Water may exist throughout the universe, but in a different form than we previously thought. According to a new research done by the Laboratory for Laser Energetics in Brighton, New York, it may exist in a superionic form.
Researchers blasted a droplet of water using one of the world's most powerful lasers. This resulted in a shock wave that raised the pressure of this one drop to millions of atmospheres and its temperature to thousands of degrees.
Doing this showcased how water can exist in extreme conditions. For a fraction of second, researchers were able to see how water doesn't become a superheated liquid or gas, but becomes crystalline ice instead. The researchers call this superionic ice.
Unlike regular ice, this kind of ice is not white, but black in colour, and it is hot. A cube of this ice will weigh four times a similar sized cube of ice.

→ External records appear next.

PR #4142, opened 2018-10-30
CORDA-2164: Out-of-process node from driver does not include caller's dependencies

shamsasari:


testing/node-driver/build.gradle
```diff
@@ -24,6 +39,47 @@ sourceSets {
...
+        
+        // Get all the (transitive) dependencies of node
+        def dependencies = project(':node')
+                .configurations
+                .runtime
+                .incoming
+                .resolutionResult
+                .allDependencies
+                .collect { ((ResolvedDependencyResult)it).selected.id }
+                .unique()
```
chrisr3: So you want the contents of node's capsule? Couldn't you just unpack that? Or _run_ the node? Exactly like the smoke tests do?

shamsasari:
So not only is this overly complicated, it also doesn't work. I'm going to package `corda.jar` into node-driver's resources. The reason I didn't do this originally was that it would bloat the node-driver jar to ~60MB and it already pulls in the node module as a dependency. But I guess that's second fiddle to something that actually works (and is sane).

chrisr3:
The external Node dependencies could be generated like this:
```gradle
def node = project(':node')
task generateNodeDepsFiles {
    def externalDeps = file("$generatedResources/node-external-deps.txt")

    outputs.files externalDeps

    doLast {
        def dependencies = node.configurations.runtimeClasspath
            .resolvedConfiguration
            .resolvedArtifacts
        
        dependencies.forEach {
            if (it.moduleVersion.id.group != project.group) {
                externalDeps << it.moduleVersion.id.module << System.lineSeparator()
            }
        }
    }
}
```
By declaring what the output of this task is, we allow Gradle to skip this task once the output has been created. I'm also preferring the node's `configuration.runtimeClasspath` over the deprecated `configuration.runtime`.

But using `ClassGraph` to deduce the packages is _*SCARY*_!!!! :ghost:

shamsasari:
Yes, that's what I'm doing now. I'll close this and raise another PR.

PR #4147, opened 2018-10-31
Fix CLI verbosity issue with subcommands

anthonykeenan:
If `verbose` is set on a subcommand the `CordaCliWrapper` wasn't properly throwing the stack trace to the console.


tlil:
@anthonykeenan was it intentional to include commit 67c9304?

tlil:
Thanks

PR #4151, opened 2018-11-01
[CORDA-2174] Fix demo node startup

vstoykov:
During investigation of [CORDA-2174](https://r3-cev.atlassian.net/browse/CORDA-2174) was found that running Nodes Explorer's demo nodes fails because of multiple problems.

Scientists have been trying to do this experiment for three decades, but finally succeeded this month.
"This unique behaviour is due in part to the geometrical frustration of the weak intermolecular hydrogen bonds and the sizeable quantum motion of the light hydrogen ions (protons). Particularly intriguing is the prediction that H2O becomes superionic—with liquid-like protons diffusing through the solid lattice of oxygen—when subjected to extreme pressures exceeding 100 gigapascals and high temperatures above 2,000 kelvin," the researchers stated in a paper published in the Nature Journal.
According to the research paper, this superionic ice exists inside Neptune and Uranus along with liquid water on Earth, Europa and Enaceladus. It points to the possibility that these planets might have solid instead of liquid cores.
The scientists also discovered that ice crystal exists in 18 different kinds of structures. Not only that, water does not exist in the same compound that it exists on earth – one oxygen and two hydrogen molecules held in an intact manner. Instead, oxygen forms a cubic lattice through which hydrogen atoms flow freely.
The discovery will also have implications on earth. It will help scientists craft new substances with tailor-made properties.
The superionic ice shares some properties with regular water and metals. The loose hydrogen atoms, however, boost the entropy of the ice and make it melt only at very high temperatures.
Research on this form of water has just begun. The possibilities it seems are as endless as the universe.